In 2021 I was teaching a class about practice-based research and wanted a straightforward explanation of what it is, so I wrote one: ‘What is Practice-based Research?‘.

That led me to then consider, ‘Do *I* do practice-based research?‘. At that point, I hadn’t really thought that I do, but it turns out, I do.

Around that time we were launching a new practice-based PhD program at The Creative School, Toronto Metropolitan University, which it has been a joy to teach on ever since.

A year later I wanted an even more compact and straightforward explanation, for the new students, so I wrote ‘Practice-based research: A simple explainer‘.

In early 2024, I wrote down some new thoughts and observations, ‘Practice-based Research – Some new principles‘, plus an extended discussion of ‘A practice-based PhD as a basket of things‘.

Then I added ‘Practice-based research is for imagining and exploring‘, which explains:

Other methods can describe what already is.

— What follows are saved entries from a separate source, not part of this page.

PR #1167, opened 2021-10-29
Align right radio groups

dvaldivia:
Screen Shot 2021-10-29 at 2 04 15 PM


bexsoft (changes requested):
Please review design with Oscar

bexsoft (approved):
Verified style change with Oscar, seems ok

Alevsk (approved):

PR #2086, opened 2022-06-04
Assign policy for Multiple groups 

jinapurapu:
Screenshot from 2022-06-03 15-25-40

Screenshot from 2022-06-03 15-26-01
Screenshot from 2022-06-03 15-26-13


cniackz:
It looks good this change, but in a next PR we should assign the policy only once if already is assigned, there is no need to have same policy assigned again:

Screen Shot 2022-06-03 at 9 57 17 PM

cniackz (approved):
LGTM, next PR let's assign the policy only once.

bexsoft (approved):
LGTM

PR #2106, opened 2022-06-08
Reduce renders in User Name when adding a user

cniackz:
## What does this do?

Reduce renders in User Name when adding a user (Notice only that field is being rendered, not the entire screen):

reduce-renders

### DIFF
--- a/portal-ui/src/screens/Console/Users/AddUserScreen.tsx
+++ b/portal-ui/src/screens/Console/Users/AddUserScreen.tsx
@@ -14,13 +14,15 @@
 // You should have received a copy of the GNU Affero General Public License
 // along with this program.  If not, see <http://www.gnu.org/licenses/>.
 
-import React, { Fragment, useState } from "react";
+import UserSelector from "./UserSelector";
+import React, { Fragment } from "react";
 import { Theme } from "@mui/material/styles";
 import createStyles from "@mui/styles/createStyles";
 import withStyles from "@mui/styles/withStyles";
+import {createUserAsync, resetFormAsync} from "./thunk/AddUsersThunk";
 import {
-  formFieldStyles,
-  modalStyleUtils,
+    formFieldStyles,
+    modalStyleUtils,
 } from "../Common/FormComponents/common/styleLibrary";
 import Grid from "@mui/material/Grid";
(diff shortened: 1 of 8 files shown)


portal-ui/src/screens/Console/Users/AddUserScreen.tsx
```diff
@@ -119,7 +126,7 @@ const AddUser = ({ classes }: IAddUserProps) => {
 
   const resetForm = () => {
     setSelectedGroups([]);
-    setAccessKey("");
+    setUserName("");
```
dvaldivia, line 129: you probably need to `dispatch()` this, and in that case you can start wariting a `resetForm()` action on the slice that resets the whole state to `initialState`

dvaldivia (dismissed):

cniackz:
Wait, this is breaking the `Clear` functionality and I still don't know why, will continue tomorrow, I am tired of trying with no success for many hours... Will ping Daniel tomorrow to get some advice on this. Mui Button onclick property.

cniackz:
Cannot clear: 

Screen Shot 2022-06-08 at 9 01 45 PM

cniackz:
By doing this activity and spending the whole day, I have learned more of Redux/React than any other activity I have done so far. Now it is clear to me how to states are managed and how things are organized. I am becoming better at this. By the way, it is not the same reading or taking small tuto than performing this type of activities, amazing! And glad to contribute with this project. 👍

cniackz:
By the way:

1. Creating a user -> PASS
2. Clearing the fields (resetForm) -> PASS
3. Selecting Policies -> PASS

I think this change isn't breaking current functionality.
Please double check!

cniackz:
Please don't review this for now, I am about to add more changed to complete this PR.

dvaldivia (approved):

cniackz:
I will resolve the conflict later today or tomorrow morning.

cniackz:
Please don't approve, there is a bug in this PR.
After adding the user, the page stay on the same place but it should move back to user.
Need to investigate why...

dvaldivia (approved):

Alevsk (approved):

PR #2126, opened 2022-06-15
Added decimal support to bucket quota selectors

bexsoft:
## What does this do?
- Added decimal support to bucket quota selectors
- Fixed an issue with calculateBytes function
- Fixed add bucket form validations

## How does it look?
Screen Shot 2022-06-14 at 23 07 20
Screen Shot 2022-06-14 at 23 07 10
Screen Shot 2022-06-14 at 23 07 04
Screen Shot 2022-06-15 at 14 55 46
Screen Shot 2022-06-15 at 14 55 37

### DIFF
--- a/portal-ui/src/common/utils.ts
+++ b/portal-ui/src/common/utils.ts
@@ -596,7 +596,7 @@ export const calculateBytes = (
   // Get unit for measure
   const i = Math.floor(Math.log(bytes) / Math.log(k));
 
-  const fractionDigits = showDecimals ? 0 : 1;
+  const fractionDigits = showDecimals ? 1 : 0;
 
   const bytesUnit = bytes / Math.pow(k, i);
 
--- a/portal-ui/src/history.ts
+++ b/portal-ui/src/history.ts
@@ -1,5 +1,3 @@
 // check if we are using base path, if not this always is `/`
 const baseLocation = new URL(document.baseURI);
 export const baseUrl = baseLocation.pathname;
-
-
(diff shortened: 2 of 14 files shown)


prakashsvmx (commented):
Observations:

With `mc`
```
mc admin bucket quota local/b-bucket --hard 1.7GB
Successfully set bucket quota of 1.6 GiB with hard type on `b-bucket`

mc admin bucket quota local/b-bucket 
Bucket `b-bucket` has hard quota of 1.6 GiB

```
so as per the above mc commands, `~0.1` is lesser capacity is set for quota 

but if we update from the UI, it sets the exact value. 
`e.g 2.6 GB gets updated as 2.6 GB`


Otherwise changes look good to me :+1:

bexsoft:
> Observations:
> 
> 1. We could apply same changes in Create Bucket screen as well.
> 2. With `mc`
> 
> ```
> mc admin bucket quota local/b-bucket --hard 1.7GB
> Successfully set bucket quota of 1.6 GiB with hard type on `b-bucket`
> 
> mc admin bucket quota local/b-bucket 
> Bucket `b-bucket` has hard quota of 1.6 GiB
> ```
> 
> so as per the above mc commands, `~0.1` is lesser capacity is set for quota
> 
> but if we update from the UI, it sets the exact value. `e.g 2.6 GB gets updated as 2.6 GB`
> 
> Otherwise changes look good to me 👍

I think this is related to GB vs GiB conversion, so this should be expected

cniackz (approved):
LGTM

dvaldivia (approved):

PR #2137, opened 2022-06-21
Added Rename modal for filenames longer than 200 characters in Windows

bexsoft:
## What does this do?

Added Rename modal for filenames longer than 200 characters in Windows

## How does it look?

Captura3
Captura
Captura2


cniackz:
Hello @bexsoft 

How do you test this change?. I put a file name of 201 characters, but I can download without any message on screen.
I am guessing this has to be tested on Windows only to see that modal, right?...

cniackz (approved):
LGTM

bexsoft:
> Hello @bexsoft
> 
> How do you test this change?. I put a file name of 201 characters, but I can download without any message on screen. I am guessing this has to be tested on Windows only to see that modal, right?...

That's correct. Modal should only be visible on windows.

prakashsvmx:
@bexsoft  a minor observation

I have used browserstack for testing

When  checkbox selection is used and clicking download does not prompt rename modal.
but when a row is clicked and download is pressed, then the rename modal is shown

https://user-images.githubusercontent.com/23444145/174941386-d1f43eec-9fc6-459f-95d0-b44281df3104.mp4


Also in the rename dialog, we could add more than 250 characters
image

bexsoft:
> @bexsoft a minor observation
> 
> I have used browserstack for testing
> 
> When checkbox selection is used and clicking download does not prompt rename modal. but when a row is clicked and download is pressed, then the rename modal is shown
> 
>  rename_modal.mp4 
> Also in the rename dialog, we could add more than 250 characters image

Yes @prakashsvmx, In this case we want to enforce the zip download when checkbox is used to start the download, Let me check the length of the input issue

reivaj05 (approved):

PR #2140, opened 2022-06-23
Added improvements to Rename modal in windows

bexsoft:
## What does this do?

- Disabled button when filename is less than 200 characters long
- Selector to override & accept long name
- Added this behavior when one file is checked in objects list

Practice‑based methods are for exploring what could be.

And I collaborated with the brilliant PhD students Justine Woods and Francisco-Fernando Granados, to produce an article called ‘Reframing, embodying, and in-betweening: A conversation about experiences of doing practice-based research and research-creation‘. As it says in the title, it’s a conversation – about experiences of doing practice-based research – between the three of us, and therefore is hopefully readable and engaging.

You can read a number of other articles about being a researcher filed under ‘Research practice‘, and also, related to practice-based research, there’s this post from 2015: ‘Research Through Design reflected in LEGO‘.

My new book ‘Creativity‘ (2022) is not a book about practice-based research, exactly, but at one point the book explains itself, improbably enough, as ‘a practice-based approach to practice’. It says:

But I also think – and I’m sure this must be right – that you should learn about creativity and creative processes by paying full and thoughtful attention to creative processes, which are abundant, and creative people, which, by the way, is everybody, although we’ve all taken different opportunities to express it.

It’s about listening – really listening – to creative people, and listening – really listening – to your own creativity. And this book is all about finding ways to think about doing creativity which will help with the actual doing. A practice-based approach to practice, based in the experiences of creative people doing creativity.